Oracle VM Server Pool
When the Node Manager detects a fully installed compute node that is ready to join the Oracle VM environment, it issues the necessary Oracle VM CLI commands to add the new node to the Oracle VM server pool. With the discovery of the first node, the system also configures the clustered Oracle VM server pool with the appropriate networking, access to the shared storage, and a virtual IP. For every compute node added to Oracle VM Manager the IPMI configuration is stored in order to enable convenient remote power-on/off.

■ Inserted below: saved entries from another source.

PR #558, opened 2019-10-01
zephyr/serial_recovery: fix serial device binding

nvlsianpu:
zephyr changes the way in which it provide name of
serial device used by serial recover.
see: https://github.com/zephyrproject-rtos/zephyr/pull/18752

This path introduce build time configuration of device name
which is set to exact the same device which was set before.

### DIFF
--- a/boot/zephyr/Kconfig
+++ b/boot/zephyr/Kconfig
@@ -248,6 +248,18 @@ config BOOT_SERIAL_DETECT_PIN_VAL
 	  Logic value of the detect pin which triggers serial recovery
 	  mode.
 
+# Workaround for not being able to have commas in macro arguments
+DT_CHOSEN_Z_CONSOLE := zephyr,console
+
+config RECOVERY_UART_DEV_NAME
+	string "UART Device Name for Recovery UART"
+	default "$(dt_chosen_label,$(DT_CHOSEN_Z_CONSOLE))" if HAS_DTS
+	default "UART_0"
+	depends on BOOT_SERIAL_UART
+	help
+	  This option specifies the name of UART device to be used for
+	  serial recovery.
+
 endif # MCUBOOT_SERIAL
 
 endmenu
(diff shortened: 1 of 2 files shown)


nvlsianpu:
cc @galak

boot/zephyr/Kconfig
```diff
@@ -248,6 +248,18 @@ config BOOT_SERIAL_DETECT_PIN_VAL
 	  Logic value of the detect pin which triggers serial recovery
 	  mode.
 
+# Workaround for not being able to have commas in macro arguments
+DT_CHOSEN_Z_CONSOLE := zephyr,console
+
+config RECOVERY_UART_DEV_NAME
+	string "UART Device Name for Recovery UART"
+	default "$(dt_chosen_label,$(DT_CHOSEN_Z_CONSOLE))" if HAS_DTS
```
mbolivar: Is there any reason not to use DT_CHOSEN_Z_CONSOLE directly? Are there any platforms we're interested in here that have CONFIG_HAS_DTS=n? If so, I think this patch seems like making the best of a bad situation, but otherwise I don't understand why we have to have this kconfig option.

nvlsianpu: I might `CONFIG_HAS_DTS=n` PLATFORM, that reasonable.
Yeah I introduce something which allow to get the same DTS configuration to mcuboot. Not possible without kconfig i believe. Do you think I should just declare stand-alone config property here, UART_) by default?

galak: > Is there any reason not to use DT_CHOSEN_Z_CONSOLE directly? Are there any platforms we're interested in here that have CONFIG_HAS_DTS=n? If so, I think this patch seems like making the best of a bad situation, but otherwise I don't understand why we have to have this kconfig option.

not sure I follow, what do you mean by use it directly?

nvlsianpu: @galak I believe directly mean "get string constructed by syntax: `"$(dt_chosen_label,$(DT_CHOSEN_Z_CONSOLE))"` above into C code, without kconfig as the intermediary.

nvlsianpu:
@mbolivar I'm going to merge this as release is coming, and this is bugfix.

mbolivar:
> @mbolivar I'm going to merge this as release is coming, and this is bugfix.

Sounds good.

Oracle PCA expects that all compute nodes in one rack belong to a single clustered server pool with High Availability (HA) and Distributed Resource Scheduling (DRS) enabled. When all compute nodes have joined the Oracle VM server pool, the appliance is in Ready state, meaning virtual machines (VMs) can be deployed.
Expansion Compute Nodes
When an expansion compute node is installed, its presence is detected based on the DHCP request from its ILOM. If the new server is identified as an Oracle PCA node, an entry is added in the node database with "new" state. This triggers the initialization and provisioning process. New compute nodes are integrated seamlessly to expand the capacity of the running system, without the need for manual reconfiguration by an administrator.
Synchronization Service
As part of the provisioning process, a number of configuration settings are applied, either globally or at individual component level. Some are visible to the administrator, and some are entirely internal to the system. Throughout the life cycle of the appliance, software updates, capacity extensions and configuration changes will occur at different points in time. For example, an expansion compute node may have different hardware, firmware and software compared to the servers already in use in the environment, and it comes with factory default settings that do not match those of the running system. A synchronization service, implemented on the management nodes, can set and maintain configurable parameters across heterogeneous sets of components within an Oracle PCA environment. It facilitates the integration of new system components in case of capacity expansion or servicing, and allows the administrator to streamline the process when manual intervention is required. The CLI provides an interface to the exposed functionality of the synchronization service.